*** Information given ***

PR #8863, opened 2020-07-30
Fixes #30530 - Add repair-sync on capsule for deb

m-bucher:


app/lib/actions/pulp/orchestration/repository/smart_proxy_sync.rb
```diff
@@ -15,6 +15,7 @@ def plan(repository, smart_proxy, options)
               end
```
m-bucher, line 15: Not sure if we should do this for `deb` as well?

jlsherrill: We do it so that the capsule sync is exact, because yum and puppet were the only ones to support  'remove_missing' in pulp2.     For example:

1.  Create a repo with pkgs a,b,c in some repo
2.  sync it to a remote smart proxy
3.  remove package b from the repo on the katello server
4.  Sync it again to the smart proxy

In order to have b removed from the smart proxy you either:  a) need to use remove_missing b) if remove_missing isn't available, you just have to remove everything from the repo

option b) only really works for small repos, so ideally the debian plugin would support 'remove_missing' and not do this 'UnassociateUnits' madness

jlsherrill: But that might be best left for a pulp3 feature :)

quba42:
Do we also need to adjust the docs/text for the smart proxy sync as part of this change?

m-bucher:
@quba42 added `deb` to description

jlsherrill:
Thanks @m-bucher !

PR #8872, opened 2020-07-31
Fixes #30541 - properly import errata dates from pulp3

jlsherrill:


app/services/katello/pulp3/erratum.rb
```diff
@@ -26,8 +26,10 @@ def self.ids_for_repository(repo_id)
       end
 
       def update_model(model)
-        keys = %w(title id severity issued type description reboot_suggested solution updated summary)
+        keys = %w(title id severity issued_date type description reboot_suggested solution updated_date summary)
```
parthaa, line 29: Did this change between pulp2 and 3 ?

jlsherrill: it did, what i'm not 100% sure about is if it ever worked with pulp3.  Since there was no test for it, my guess is no

parthaa: do we have to keep support for both?

parthaa: Oh wait it looks like this code will only run for  pulp3 erratum

PR #8898, opened 2020-08-19
Fixes #30641 - CV publish fails if checksum type changes

ianballou:
Fixes untested erroneous code that was running if a user changes their repo's checksum type before publishing it in a content view.

To test:
1) Make sure you're using Pulp 3 for yum content
2) Create and sync a repo
3) Add that repo to a content view
4) Publish the content view
5) Change the repo's checksum type to sha1
6) Publish the content view again.  This will fail without my PR.

### DIFF
--- a/test/actions/katello/repository/multi_clone_contents_test.rb
+++ b/test/actions/katello/repository/multi_clone_contents_test.rb
@@ -1,0 +1,37 @@
+require 'katello_test_helper'
+
+module Actions
+  describe Katello::Repository::MultiCloneContents do
+    include Dynflow::Testing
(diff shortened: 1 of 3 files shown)


test/actions/katello/repository/multi_clone_contents_test.rb
```diff
@@ -0,0 +1,38 @@
+require 'katello_test_helper'
+require 'pry'
```
ianballou, line 2: Need to remove this

jturel:
@ianballou can you leave some notes on how to verify?

ianballou:
@jturel I've added test steps.

PR #8899, opened 2020-08-20
Fixes #30671 - Send UI Notification when Bastion table cannot load it…

jturel:
…s resource

Looks like a very old regression. The way we were handling errors from the table resource was confusing and seemingly wrong! A simple way to test is to go to the content hosts list and search 'errata_status = foo'. Previously there'd be an error about an unhandled promise in the console, but now it's cleaned up and sends a UI notification. Since this touches a critical area, I recommend doing any action that would refresh the table (such as paging, searching) and make sure everything looks good and no errors in console.

### DIFF
--- a/engines/bastion/app/assets/javascripts/bastion/components/nutupane.factory.js
+++ b/engines/bastion/app/assets/javascripts/bastion/components/nutupane.factory.js
@@ -97,7 +97,6 @@ angular.module('Bastion.components').factory('Nutupane',
             self.load = function () {
                 var deferred = $q.defer(),
                     responsePage,
-                    resourceCall,
                     table = self.table,
                     existingTable = TableCache.getTable(getTableName());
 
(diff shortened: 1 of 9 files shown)


engines/bastion/app/assets/javascripts/bastion/components/nutupane.factory.js
```diff
@@ -155,14 +150,14 @@ angular.module('Bastion.components').factory('Nutupane',
                     table.working = false;
                     table.refreshing = false;
                     table.initialLoad = false;
-                });
+                }).catch(function(response) {
+                    table.working = false;
+                    table.refreshing = false;
 
-                if (resourceCall && resourceCall.$promise && resourceCall.$promise.catch) {
```
jturel, line 160: I tried to send the Notification in this block but the 'unhandled promise' error was still being thrown in the browser console. use $promise.then.catch is the correct way to handle this, so I adjusted the code and fixed related test failures.

jturel:
@jeremylenz updated!

jeremylenz:
@jturel Changes look great, no more console error :)

Looks like some Angular tests still need adjusting, but ACK pending that.

jturel:
test fix pushed. APJ?

jeremylenz:
I was slower than J.  ACK (remember to squash ;)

*** End of Information given ***

:: Work item ::
Would you transcribe every entry exactly?

:: Output of the exercise ::
PR #8863, opened 2020-07-30
Fixes #30530 - Add repair-sync on capsule for deb

m-bucher:


app/lib/actions/pulp/orchestration/repository/smart_proxy_sync.rb
```diff
@@ -15,6 +15,7 @@ def plan(repository, smart_proxy, options)
               end
```
m-bucher, line 15: Not sure if we should do this for `deb` as well?

jlsherrill: We do it so that the capsule sync is exact, because yum and puppet were the only ones to support  'remove_missing' in pulp2.     For example:

1.  Create a repo with pkgs a,b,c in some repo
2.  sync it to a remote smart proxy
3.  remove package b from the repo on the katello server
4.  Sync it again to the smart proxy

In order to have b removed from the smart proxy you either:  a) need to use remove_missing b) if remove_missing isn't available, you just have to remove everything from the repo

option b) only really works for small repos, so ideally the debian plugin would support 'remove_missing' and not do this 'UnassociateUnits' madness

jlsherrill: But that might be best left for a pulp3 feature :)

quba42:
Do we also need to adjust the docs/text for the smart proxy sync as part of this change?

m-bucher:
@quba42 added `deb` to description

jlsherrill:
Thanks @m-bucher !

PR #8872, opened 2020-07-31
Fixes #30541 - properly import errata dates from pulp3

jlsherrill:


app/services/katello/pulp3/erratum.rb
```diff
@@ -26,8 +26,10 @@ def self.ids_for_repository(repo_id)
       end
 
       def update_model(model)
-        keys = %w(title id severity issued type description reboot_suggested solution updated summary)
+        keys = %w(title id severity issued_date type description reboot_suggested solution updated_date summary)
```
parthaa, line 29: Did this change between pulp2 and 3 ?

jlsherrill: it did, what i'm not 100% sure about is if it ever worked with pulp3.  Since there was no test for it, my guess is no

parthaa: do we have to keep support for both?

parthaa: Oh wait it looks like this code will only run for  pulp3 erratum

PR #8898, opened 2020-08-19
Fixes #30641 - CV publish fails if checksum type changes

ianballou:
Fixes untested erroneous code that was running if a user changes their repo's checksum type before publishing it in a content view.

To test:
1) Make sure you're using Pulp 3 for yum content
2) Create and sync a repo
3) Add that repo to a content view
4) Publish the content view
5) Change the repo's checksum type to sha1
6) Publish the content view again.  This will fail without my PR.

### DIFF
--- a/test/actions/katello/repository/multi_clone_contents_test.rb
+++ b/test/actions/katello/repository/multi_clone_contents_test.rb
@@ -1,0 +1,37 @@
+require 'katello_test_helper'
+
+module Actions
+  describe Katello::Repository::MultiCloneContents do
+    include Dynflow::Testing
(diff shortened: 1 of 3 files shown)


test/actions/katello/repository/multi_clone_contents_test.rb
```diff
@@ -0,0 +1,38 @@
+require 'katello_test_helper'
+require 'pry'
```
ianballou, line 2: Need to remove this

jturel:
@ianballou can you leave some notes on how to verify?

ianballou:
@jturel I've added test steps.

PR #8899, opened 2020-08-20
Fixes #30671 - Send UI Notification when Bastion table cannot load it…

jturel:
…s resource

Looks like a very old regression. The way we were handling errors from the table resource was confusing and seemingly wrong! A simple way to test is to go to the content hosts list and search 'errata_status = foo'. Previously there'd be an error about an unhandled promise in the console, but now it's cleaned up and sends a UI notification. Since this touches a critical area, I recommend doing any action that would refresh the table (such as paging, searching) and make sure everything looks good and no errors in console.

### DIFF
--- a/engines/bastion/app/assets/javascripts/bastion/components/nutupane.factory.js
+++ b/engines/bastion/app/assets/javascripts/bastion/components/nutupane.factory.js
@@ -97,7 +97,6 @@ angular.module('Bastion.components').factory('Nutupane',
             self.load = function () {
                 var deferred = $q.defer(),
                     responsePage,
-                    resourceCall,
                     table = self.table,
                     existingTable = TableCache.getTable(getTableName());
 
(diff shortened: 1 of 9 files shown)


engines/bastion/app/assets/javascripts/bastion/components/nutupane.factory.js
```diff
@@ -155,14 +150,14 @@ angular.module('Bastion.components').factory('Nutupane',
                     table.working = false;
                     table.refreshing = false;
                     table.initialLoad = false;
-                });
+                }).catch(function(response) {
+                    table.working = false;
+                    table.refreshing = false;
 
-                if (resourceCall && resourceCall.$promise && resourceCall.$promise.catch) {
```
jturel, line 160: I tried to send the Notification in this block but the 'unhandled promise' error was still being thrown in the browser console. use $promise.then.catch is the correct way to handle this, so I adjusted the code and fixed related test failures.

jturel:
@jeremylenz updated!

jeremylenz:
@jturel Changes look great, no more console error :)

Looks like some Angular tests still need adjusting, but ACK pending that.

jturel:
test fix pushed. APJ?

jeremylenz:
I was slower than J.  ACK (remember to squash ;)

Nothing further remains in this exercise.